- **WORK ITEM**
The answer should be a single number: how many lines in the material contain "help".

* * * * *

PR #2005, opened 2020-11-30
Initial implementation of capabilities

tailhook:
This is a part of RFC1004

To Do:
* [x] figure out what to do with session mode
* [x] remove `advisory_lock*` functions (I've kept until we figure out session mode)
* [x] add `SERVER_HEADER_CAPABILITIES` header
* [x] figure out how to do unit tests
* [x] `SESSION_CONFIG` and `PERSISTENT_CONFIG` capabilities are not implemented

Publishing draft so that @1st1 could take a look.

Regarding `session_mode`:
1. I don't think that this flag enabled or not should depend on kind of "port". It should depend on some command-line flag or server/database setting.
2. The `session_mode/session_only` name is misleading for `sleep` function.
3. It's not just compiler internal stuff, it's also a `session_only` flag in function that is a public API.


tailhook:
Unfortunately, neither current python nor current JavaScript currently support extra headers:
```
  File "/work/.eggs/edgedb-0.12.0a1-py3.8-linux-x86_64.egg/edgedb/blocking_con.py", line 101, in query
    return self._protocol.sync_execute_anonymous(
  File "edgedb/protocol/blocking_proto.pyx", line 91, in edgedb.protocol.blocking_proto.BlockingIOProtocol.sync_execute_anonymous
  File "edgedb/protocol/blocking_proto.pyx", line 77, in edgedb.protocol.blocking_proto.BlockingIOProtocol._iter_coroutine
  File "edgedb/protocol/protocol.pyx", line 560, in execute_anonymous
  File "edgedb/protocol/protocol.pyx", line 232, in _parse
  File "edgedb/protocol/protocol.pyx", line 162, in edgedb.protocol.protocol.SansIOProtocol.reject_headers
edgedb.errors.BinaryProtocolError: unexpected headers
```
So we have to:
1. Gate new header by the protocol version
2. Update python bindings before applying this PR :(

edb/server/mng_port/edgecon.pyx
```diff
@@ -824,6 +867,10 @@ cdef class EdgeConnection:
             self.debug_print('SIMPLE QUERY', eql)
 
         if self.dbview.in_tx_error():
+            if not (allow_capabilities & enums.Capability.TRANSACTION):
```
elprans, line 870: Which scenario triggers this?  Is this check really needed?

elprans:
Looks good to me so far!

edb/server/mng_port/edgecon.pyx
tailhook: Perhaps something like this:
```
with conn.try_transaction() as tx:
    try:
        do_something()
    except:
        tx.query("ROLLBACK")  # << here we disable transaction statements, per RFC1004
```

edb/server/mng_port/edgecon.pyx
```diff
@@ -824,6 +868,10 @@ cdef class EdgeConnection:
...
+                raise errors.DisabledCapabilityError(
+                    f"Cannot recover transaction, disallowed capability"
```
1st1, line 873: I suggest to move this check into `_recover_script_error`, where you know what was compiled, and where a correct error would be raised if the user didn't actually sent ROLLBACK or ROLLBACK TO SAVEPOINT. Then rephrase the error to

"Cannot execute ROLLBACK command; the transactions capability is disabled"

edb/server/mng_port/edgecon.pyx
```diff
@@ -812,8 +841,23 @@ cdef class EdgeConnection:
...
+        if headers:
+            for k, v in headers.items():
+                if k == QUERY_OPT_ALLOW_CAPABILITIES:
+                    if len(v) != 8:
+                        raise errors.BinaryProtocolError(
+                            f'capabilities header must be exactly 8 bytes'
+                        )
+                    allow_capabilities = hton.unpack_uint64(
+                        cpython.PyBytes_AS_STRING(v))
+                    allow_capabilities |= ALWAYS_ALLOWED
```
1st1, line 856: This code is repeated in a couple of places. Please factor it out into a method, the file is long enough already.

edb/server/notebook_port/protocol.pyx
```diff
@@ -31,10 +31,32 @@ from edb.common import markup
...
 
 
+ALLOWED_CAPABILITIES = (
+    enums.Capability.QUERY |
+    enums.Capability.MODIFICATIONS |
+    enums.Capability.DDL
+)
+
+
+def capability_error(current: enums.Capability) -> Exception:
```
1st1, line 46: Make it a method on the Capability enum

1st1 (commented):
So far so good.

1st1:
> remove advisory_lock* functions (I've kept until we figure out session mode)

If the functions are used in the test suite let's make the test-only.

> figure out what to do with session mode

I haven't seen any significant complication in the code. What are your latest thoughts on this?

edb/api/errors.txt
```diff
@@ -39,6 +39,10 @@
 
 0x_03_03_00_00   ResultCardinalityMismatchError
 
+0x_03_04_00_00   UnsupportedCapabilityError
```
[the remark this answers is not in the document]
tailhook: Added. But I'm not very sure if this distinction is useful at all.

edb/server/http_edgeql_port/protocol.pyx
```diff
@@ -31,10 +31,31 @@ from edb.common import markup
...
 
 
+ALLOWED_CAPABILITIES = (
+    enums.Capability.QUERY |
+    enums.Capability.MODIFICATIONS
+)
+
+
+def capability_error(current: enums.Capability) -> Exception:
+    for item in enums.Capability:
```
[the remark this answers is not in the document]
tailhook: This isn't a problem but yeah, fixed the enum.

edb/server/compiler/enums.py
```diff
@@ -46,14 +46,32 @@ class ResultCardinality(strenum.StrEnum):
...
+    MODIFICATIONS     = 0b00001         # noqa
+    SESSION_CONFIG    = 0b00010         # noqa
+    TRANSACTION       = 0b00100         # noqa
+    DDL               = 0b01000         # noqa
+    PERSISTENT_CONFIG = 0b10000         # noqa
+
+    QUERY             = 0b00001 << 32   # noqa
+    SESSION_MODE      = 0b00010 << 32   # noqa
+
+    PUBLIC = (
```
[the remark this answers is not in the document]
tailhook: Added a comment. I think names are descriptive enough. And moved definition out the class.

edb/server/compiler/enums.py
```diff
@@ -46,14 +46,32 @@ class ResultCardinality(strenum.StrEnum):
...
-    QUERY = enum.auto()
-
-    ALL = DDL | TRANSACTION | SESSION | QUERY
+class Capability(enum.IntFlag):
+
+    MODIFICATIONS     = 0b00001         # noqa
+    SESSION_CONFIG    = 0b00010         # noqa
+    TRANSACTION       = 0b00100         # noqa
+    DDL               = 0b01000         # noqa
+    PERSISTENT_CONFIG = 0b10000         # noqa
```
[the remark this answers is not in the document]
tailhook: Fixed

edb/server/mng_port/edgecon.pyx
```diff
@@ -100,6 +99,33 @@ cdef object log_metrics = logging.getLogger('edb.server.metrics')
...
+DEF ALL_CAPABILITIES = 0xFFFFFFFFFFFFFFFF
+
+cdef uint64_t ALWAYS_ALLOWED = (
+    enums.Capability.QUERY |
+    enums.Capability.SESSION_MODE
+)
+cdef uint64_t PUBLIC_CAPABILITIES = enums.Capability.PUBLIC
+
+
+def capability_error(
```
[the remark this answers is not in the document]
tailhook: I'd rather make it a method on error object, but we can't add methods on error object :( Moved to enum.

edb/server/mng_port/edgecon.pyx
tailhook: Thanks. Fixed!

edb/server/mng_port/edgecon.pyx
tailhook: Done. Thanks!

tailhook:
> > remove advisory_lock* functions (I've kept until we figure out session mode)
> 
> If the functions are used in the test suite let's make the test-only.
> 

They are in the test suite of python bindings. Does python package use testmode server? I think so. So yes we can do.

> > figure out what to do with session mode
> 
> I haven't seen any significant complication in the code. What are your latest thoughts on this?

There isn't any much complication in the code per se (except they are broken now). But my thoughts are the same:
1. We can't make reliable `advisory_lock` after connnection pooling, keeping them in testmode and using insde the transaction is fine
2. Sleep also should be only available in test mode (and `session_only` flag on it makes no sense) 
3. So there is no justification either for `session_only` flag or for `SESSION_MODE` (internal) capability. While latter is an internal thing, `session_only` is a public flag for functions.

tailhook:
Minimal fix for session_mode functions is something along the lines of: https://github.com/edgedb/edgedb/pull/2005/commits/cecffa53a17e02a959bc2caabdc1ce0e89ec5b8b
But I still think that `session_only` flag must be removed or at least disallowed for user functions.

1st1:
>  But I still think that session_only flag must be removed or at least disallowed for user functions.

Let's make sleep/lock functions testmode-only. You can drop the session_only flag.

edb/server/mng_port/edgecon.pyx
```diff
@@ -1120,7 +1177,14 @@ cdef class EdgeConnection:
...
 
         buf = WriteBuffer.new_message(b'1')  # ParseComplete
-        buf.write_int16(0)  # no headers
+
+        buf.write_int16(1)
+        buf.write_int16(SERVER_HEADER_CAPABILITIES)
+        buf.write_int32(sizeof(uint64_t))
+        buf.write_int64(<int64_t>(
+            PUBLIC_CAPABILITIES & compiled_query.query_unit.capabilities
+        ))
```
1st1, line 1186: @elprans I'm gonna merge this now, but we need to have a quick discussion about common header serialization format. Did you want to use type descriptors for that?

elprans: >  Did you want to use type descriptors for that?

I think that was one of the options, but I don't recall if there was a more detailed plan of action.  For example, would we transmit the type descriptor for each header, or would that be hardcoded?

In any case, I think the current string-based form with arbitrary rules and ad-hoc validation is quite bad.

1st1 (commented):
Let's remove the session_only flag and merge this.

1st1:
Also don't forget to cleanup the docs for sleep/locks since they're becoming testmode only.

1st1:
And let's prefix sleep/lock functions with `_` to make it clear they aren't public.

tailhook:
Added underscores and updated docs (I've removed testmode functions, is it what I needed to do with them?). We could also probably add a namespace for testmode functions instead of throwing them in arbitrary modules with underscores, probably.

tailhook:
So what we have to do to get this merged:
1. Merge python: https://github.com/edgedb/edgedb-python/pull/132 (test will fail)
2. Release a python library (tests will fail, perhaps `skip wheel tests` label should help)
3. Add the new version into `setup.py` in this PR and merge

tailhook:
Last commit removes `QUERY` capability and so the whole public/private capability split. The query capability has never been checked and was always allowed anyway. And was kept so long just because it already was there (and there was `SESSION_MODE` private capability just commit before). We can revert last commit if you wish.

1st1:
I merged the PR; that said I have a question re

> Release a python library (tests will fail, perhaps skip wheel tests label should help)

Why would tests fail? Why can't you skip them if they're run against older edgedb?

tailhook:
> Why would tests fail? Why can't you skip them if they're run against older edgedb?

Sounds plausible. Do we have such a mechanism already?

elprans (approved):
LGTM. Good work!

* * * * *

- **RESULT OF THE TASK**
2